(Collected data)

PR #41, opened 2016-07-19
yups to digs, digs to bottom right corner

evbogue:
I changed yups to digs for consistency across the three apps, Patchwork/git-ssb-web/Patchbay. Feel free to reject if yup is preferred. 

In the future perhaps the deployer can set this to 'Star' or 'Yarr' in a config file?

WIP commit. Next I'm going to try to get voting into the bottom right corner of the screen. Next next I'm going to try to get a reply button down there too.

Ok this is mostly accomplished. The one goal I have is to remove the ' | ' when there is no dig button.

### DIFF
--- a/modules/like.js
+++ b/modules/like.js
@@ -27,7 +27,7 @@ exports.message_meta = function (msg, sbot) {
     pull.collect(function (err, votes) {
       if(votes.length === 1)
         digs.textContent = ' 1 Dig'
-      if(votes.length)
+      if(votes.length > 1)
         digs.textContent = ' ' + votes.length + ' Digs'
     })
   )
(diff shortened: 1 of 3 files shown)


evbogue:
Ok this is mostly accomplished. The one goal I have is to remove the ' | ' when there is no dig button.

dominictarr:
I kinda like yup. but that is why I put the "expression" field on.
http://wx.larpa.net:8989/msg/%ym8xH+z4R9qId5ioPV5jALGM0m2Kp4EPwt6bEM+kQGY=.sha256

I think the _user_ should be able to choose their own expression... because language needs to evolve from the bottom up, from use...

What does the `|` do? does it just mark the end of the actions?

evbogue:
The | (pipe) was simply a symbol between Dig/Yup and Reply. It seemed to balance it out a bit visually.

"Dig | Reply"

Bottom-up expressions seems to be a good idea. Also it'd allow for drop-downs and such.

evbogue:
I don't particularly love 'Dig' either, as it reminds of the Digg days and also seems to be 1960's hippy slang. It only seemed to me that people might have been confused about what a Yup is.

WORK ITEM =
Could you reproduce every record exactly as it appears?

WRITTEN REPLY =
PR #41, opened 2016-07-19
yups to digs, digs to bottom right corner

evbogue:
I changed yups to digs for consistency across the three apps, Patchwork/git-ssb-web/Patchbay. Feel free to reject if yup is preferred. 

In the future perhaps the deployer can set this to 'Star' or 'Yarr' in a config file?

WIP commit. Next I'm going to try to get voting into the bottom right corner of the screen. Next next I'm going to try to get a reply button down there too.

Ok this is mostly accomplished. The one goal I have is to remove the ' | ' when there is no dig button.

### DIFF
--- a/modules/like.js
+++ b/modules/like.js
@@ -27,7 +27,7 @@ exports.message_meta = function (msg, sbot) {
     pull.collect(function (err, votes) {
       if(votes.length === 1)
         digs.textContent = ' 1 Dig'
-      if(votes.length)
+      if(votes.length > 1)
         digs.textContent = ' ' + votes.length + ' Digs'
     })
   )
(diff shortened: 1 of 3 files shown)


evbogue:
Ok this is mostly accomplished. The one goal I have is to remove the ' | ' when there is no dig button.

dominictarr:
I kinda like yup. but that is why I put the "expression" field on.
http://wx.larpa.net:8989/msg/%ym8xH+z4R9qId5ioPV5jALGM0m2Kp4EPwt6bEM+kQGY=.sha256

I think the _user_ should be able to choose their own expression... because language needs to evolve from the bottom up, from use...

What does the `|` do? does it just mark the end of the actions?

evbogue:
The | (pipe) was simply a symbol between Dig/Yup and Reply. It seemed to balance it out a bit visually.

"Dig | Reply"

Bottom-up expressions seems to be a good idea. Also it'd allow for drop-downs and such.

evbogue:
I don't particularly love 'Dig' either, as it reminds of the Digg days and also seems to be 1960's hippy slang. It only seemed to me that people might have been confused about what a Yup is.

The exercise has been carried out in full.